> What is being asked: Bring together copies of the lines in the data below that contain the word "sites".

━━ Data section ━━

PR #158, opened 2025-01-30
Shiny Ver Tool V1

SamStruthers:
WOOO! A semi working app!

All code is located in the directory: `shiny_ver_tool/ver_tool_v1`
@juandlt-csu  I emailed you the data folder that needs to be in this folder for the app.R file to work for testing. 

Work:
- Data selection tab works. Allows user to select initials, directory, site, param and sub plot params (auto filled from meta csv file)
- When load data button is pressed, user is sent to data verification tab and data for that site-param is loaded into `selected_data()`
- User can move between weeks and back to the data selection tab if needed
- Users can brush points, if brush points enabled. This can change the flag and omit columns in selected_data()
- Users can make weekly decisions. They are shown a preview of the final dataset based on their decision and can hide points that would be omitted by their decision. If they make a weekly decision, they will be moved to the next week and selected_data() columns (flag, omit, final_status, user) are updated based on the decision and existing flags/omits
- Users can also toggle the subplots and are shown the data from other parameters selected in data selection page

Review/moving forward:
- Make sure it works on your end
- I added to do's or Qs throughout the script so thoughts or feedback would be great there
- I think top priority is getting the data to be saved in the int directory and overwriting/saving at decision points (Weekly decision, quit, etc)
- We should also make sure that if there is verified data from other sites/parameters, we want to pull that data into the main/sub plots whenever possible
- Improving the weekly plot to include other sites, seasonal ranges and one/two additional days of data on either end would be great
- With a smaller dataset it should be easier to test getting all data verified and move to the final tab to finalize dataset.

### DIFF
--- a/shiny_ver_tool/ver_tool_v1/app.R
+++ b/shiny_ver_tool/ver_tool_v1/app.R
@@ -213,7 +213,7 @@ server <- function(input, output, session) {
 #### Reactive values ####
   data <- reactiveVal(NULL)
   current_week <- reactiveVal(NULL)
-  selected_data <- reactiveVal(NULL)
+  selected_data <- reactiveVal(NULL) # site param df
   all_datasets <- reactiveVal(NULL)
   brush_active <- reactiveVal(FALSE)
 
@@ -545,6 +545,8 @@ server <- function(input, output, session) {
             between(mean, brush_mean_min, brush_mean_max) & user_brush_select == "A" ~ as.character(NA),
             #Flag
             between(DT_round, brush_dt_min, brush_dt_max) &
+
+  #TO DO: Turn into function add flag
             between(mean, brush_mean_min, brush_mean_max) &  user_brush_select == "F" ~ as.character(flag_choices),
             #Omit
 #TO DO: If a user selects Omit, do they need to give the data a flag?
@@ -554,9 +556,12 @@ server <- function(input, output, session) {
             TRUE ~ flag),
 
           #if a user brushes points as omit, then change omit to TRUE
-          omit = case_when(
+        omit = case_when(
             between(DT_round, brush_dt_min, brush_dt_max) &
             between(mean, brush_mean_min, brush_mean_max) &  user_brush_select == "O" ~ TRUE,
+            #Accept
+            between(DT_round, brush_dt_min, brush_dt_max) &
+              between(mean, brush_mean_min, brush_mean_max) & user_brush_select %in% c("A","F")  ~ NA,
             TRUE ~ omit),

━━━

> Written response:
- We should also make sure that if there is verified data from other sites/parameters, we want to pull that data into the main/sub plots whenever possible
- Improving the weekly plot to include other sites, seasonal ranges and one/two additional days of data on either end would be great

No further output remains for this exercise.